↓
PR #3290, opened 2022-10-24
feat(TDC): Migrate transactions migrate group to configuration

evanh:
Move the transaction migration group to configuration. Since the transactions
migrations need to be executed before the discover migrations, also add the
concept of an "execute_before" field, which can be used to organize the
migrations.

### DIFF
--- a/snuba/datasets/configuration/json_schema.py
+++ b/snuba/datasets/configuration/json_schema.py
@@ -515,6 +515,10 @@ V1_MIGRATION_GROUP_SCHEMA = {
             "type": "boolean",
             "description": "Flag to determine if migration group is optional",
         },
+        "execute_before": {
+            "type": "string",
+            "description": "The migration group this should be run directly before.",
+        },
         "migrations": {
             "type": "array",
             "items": {"type": "string", "description": "Names of migrations"},
--- a/snuba/datasets/configuration/transactions/migrations/transactions_migration_group.yaml
+++ b/snuba/datasets/configuration/transactions/migrations/transactions_migration_group.yaml
@@ -1,0 +1,24 @@
+version: v1
+kind: migration_group
+name: transactions
+optional: false
+execute_before: discover
+
+migrations:
+  - 0001_transactions
+  - 0002_transactions_onpremise_fix_orderby_and_partitionby
+  - 0003_transactions_onpremise_fix_columns
+  - 0004_transactions_add_tags_hash_map
+  - 0005_transactions_add_measurements
+  - 0006_transactions_add_http_fields
+  - 0007_transactions_add_discover_cols
+  - 0008_transactions_add_timestamp_index
+  - 0009_transactions_fix_title_and_message
+  - 0010_transactions_nullable_trace_id
+  - 0011_transactions_add_span_op_breakdowns
+  - 0012_transactions_add_spans
+  - 0013_transactions_reduce_spans_exclusive_time
+  - 0014_transactions_remove_flattened_columns
+  - 0015_transactions_add_source_column
+  - 0016_transactions_add_group_ids_column
+  - 0017_transactions_add_app_start_type_column
--- a/snuba/migrations/groups.py
+++ b/snuba/migrations/groups.py
@@ -65,6 +65,7 @@ class ConfigurationLoader(DirectoryLoader):
         ]
         self.optional = self.migration_group.get("optional", False)
         migration_path = migration_path or "snuba.snuba_migrations"
+        self.execute_before = self.migration_group.get("execute_before")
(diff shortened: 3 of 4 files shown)


volokluev:
I think the migrations folks should really take a look at this @MeredithAnya @dbanda

snuba/datasets/configuration/json_schema.py
```diff
@@ -515,6 +515,10 @@ def registered_class_schema(
             "type": "boolean",
             "description": "Flag to determine if migration group is optional",
         },
+        "execute_before": {
+            "type": "string",
+            "description": "The migration group this should be run directly before.",
+        },
```
fpacifici, line 521: I am not following the reasoning for this. 
Migrations group are designed to be independent from each other so that you do not need to run all of them in your environment. 
Which is what we do as we have disabled groups. 
This implies that there cannot be a dependency relationship between groups.

lynnagara:
A couple of comments:
1. Migrations are not a property of datasets and cannot be nested under the datasets directory. Can you move them to a different module? Datasets can specify the migration groups they depend on but we cannot have any relationship going the other way (that is, migrations must know nothing about datasets).

2. Dependencies between migration groups are complicated and it might be better to not support this. There are many edge cases to consider - e.g. if one depends on the other what order do the migrations get run in. For adding and removing columns for example we might need to flip the order just like for local and distributed migrations. So instead how about we just have the dataset enumerate the list of migration groups it depends on. For most this will be only 1 group, but for Discover dataset this will be `errors, transactions, discover`. What do you think?

snuba/datasets/configuration/json_schema.py
evanh: Well there is a dependency between groups, since the discover group can't be run before the transactions/errors group. Right now that dependency is encoded implicitly in the order of `REGISTERED_GROUPS` but that is no longer reliable with the way configurations are loaded.

evanh:
> Migrations are not a property of datasets and cannot be nested under the datasets directory.

We already have other migration groups in the `datasets` folder, this is the same process we went through with generic metrics (see [here](https://github.com/getsentry/snuba/pull/3071). The group is not aware of the Dataset in any way, except that it happens to be in a folder called `transactions`.

> Dependencies between migration groups are complicated and it might be better to not support this. ... For most this will be only 1 group, but for Discover dataset this will be errors, transactions, discover. What do you think?

That makes some sense to me, but doesn't solve the immediate problem of how do I ensure that the discover migration group runs after the transactions migration group.

evanh:
@lynnagara @fpacifici Moving the discussion on this [here](https://www.notion.so/sentry/Migration-Groups-in-Configuration-c02d42a6436646f390fc2e5c502d6a61). I'll summarize any decisions in this PR as well.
↑
▶ **TASK**
Word for word, retype all of the material.

▶ **ANSWER**
PR #3290, opened 2022-10-24
feat(TDC): Migrate transactions migrate group to configuration

evanh:
Move the transaction migration group to configuration. Since the transactions
migrations need to be executed before the discover migrations, also add the
concept of an "execute_before" field, which can be used to organize the
migrations.

### DIFF
--- a/snuba/datasets/configuration/json_schema.py
+++ b/snuba/datasets/configuration/json_schema.py
@@ -515,6 +515,10 @@ V1_MIGRATION_GROUP_SCHEMA = {
             "type": "boolean",
             "description": "Flag to determine if migration group is optional",
         },
+        "execute_before": {
+            "type": "string",
+            "description": "The migration group this should be run directly before.",
+        },
         "migrations": {
             "type": "array",
             "items": {"type": "string", "description": "Names of migrations"},
--- a/snuba/datasets/configuration/transactions/migrations/transactions_migration_group.yaml
+++ b/snuba/datasets/configuration/transactions/migrations/transactions_migration_group.yaml
@@ -1,0 +1,24 @@
+version: v1
+kind: migration_group
+name: transactions
+optional: false
+execute_before: discover
+
+migrations:
+  - 0001_transactions
+  - 0002_transactions_onpremise_fix_orderby_and_partitionby
+  - 0003_transactions_onpremise_fix_columns
+  - 0004_transactions_add_tags_hash_map
+  - 0005_transactions_add_measurements
+  - 0006_transactions_add_http_fields
+  - 0007_transactions_add_discover_cols
+  - 0008_transactions_add_timestamp_index
+  - 0009_transactions_fix_title_and_message
+  - 0010_transactions_nullable_trace_id
+  - 0011_transactions_add_span_op_breakdowns
+  - 0012_transactions_add_spans
+  - 0013_transactions_reduce_spans_exclusive_time
+  - 0014_transactions_remove_flattened_columns
+  - 0015_transactions_add_source_column
+  - 0016_transactions_add_group_ids_column
+  - 0017_transactions_add_app_start_type_column
--- a/snuba/migrations/groups.py
+++ b/snuba/migrations/groups.py
@@ -65,6 +65,7 @@ class ConfigurationLoader(DirectoryLoader):
         ]
         self.optional = self.migration_group.get("optional", False)
         migration_path = migration_path or "snuba.snuba_migrations"
+        self.execute_before = self.migration_group.get("execute_before")
(diff shortened: 3 of 4 files shown)


volokluev:
I think the migrations folks should really take a look at this @MeredithAnya @dbanda

snuba/datasets/configuration/json_schema.py
```diff
@@ -515,6 +515,10 @@ def registered_class_schema(
             "type": "boolean",
             "description": "Flag to determine if migration group is optional",
         },
+        "execute_before": {
+            "type": "string",
+            "description": "The migration group this should be run directly before.",
+        },
```
fpacifici, line 521: I am not following the reasoning for this. 
Migrations group are designed to be independent from each other so that you do not need to run all of them in your environment. 
Which is what we do as we have disabled groups. 
This implies that there cannot be a dependency relationship between groups.

lynnagara:
A couple of comments:
1. Migrations are not a property of datasets and cannot be nested under the datasets directory. Can you move them to a different module? Datasets can specify the migration groups they depend on but we cannot have any relationship going the other way (that is, migrations must know nothing about datasets).

2. Dependencies between migration groups are complicated and it might be better to not support this. There are many edge cases to consider - e.g. if one depends on the other what order do the migrations get run in. For adding and removing columns for example we might need to flip the order just like for local and distributed migrations. So instead how about we just have the dataset enumerate the list of migration groups it depends on. For most this will be only 1 group, but for Discover dataset this will be `errors, transactions, discover`. What do you think?

snuba/datasets/configuration/json_schema.py
evanh: Well there is a dependency between groups, since the discover group can't be run before the transactions/errors group. Right now that dependency is encoded implicitly in the order of `REGISTERED_GROUPS` but that is no longer reliable with the way configurations are loaded.

evanh:
> Migrations are not a property of datasets and cannot be nested under the datasets directory.

We already have other migration groups in the `datasets` folder, this is the same process we went through with generic metrics (see [here](https://github.com/getsentry/snuba/pull/3071). The group is not aware of the Dataset in any way, except that it happens to be in a folder called `transactions`.

> Dependencies between migration groups are complicated and it might be better to not support this. ... For most this will be only 1 group, but for Discover dataset this will be errors, transactions, discover. What do you think?

That makes some sense to me, but doesn't solve the immediate problem of how do I ensure that the discover migration group runs after the transactions migration group.

evanh:
@lynnagara @fpacifici Moving the discussion on this [here](https://www.notion.so/sentry/Migration-Groups-in-Configuration-c02d42a6436646f390fc2e5c502d6a61). I'll summarize any decisions in this PR as well.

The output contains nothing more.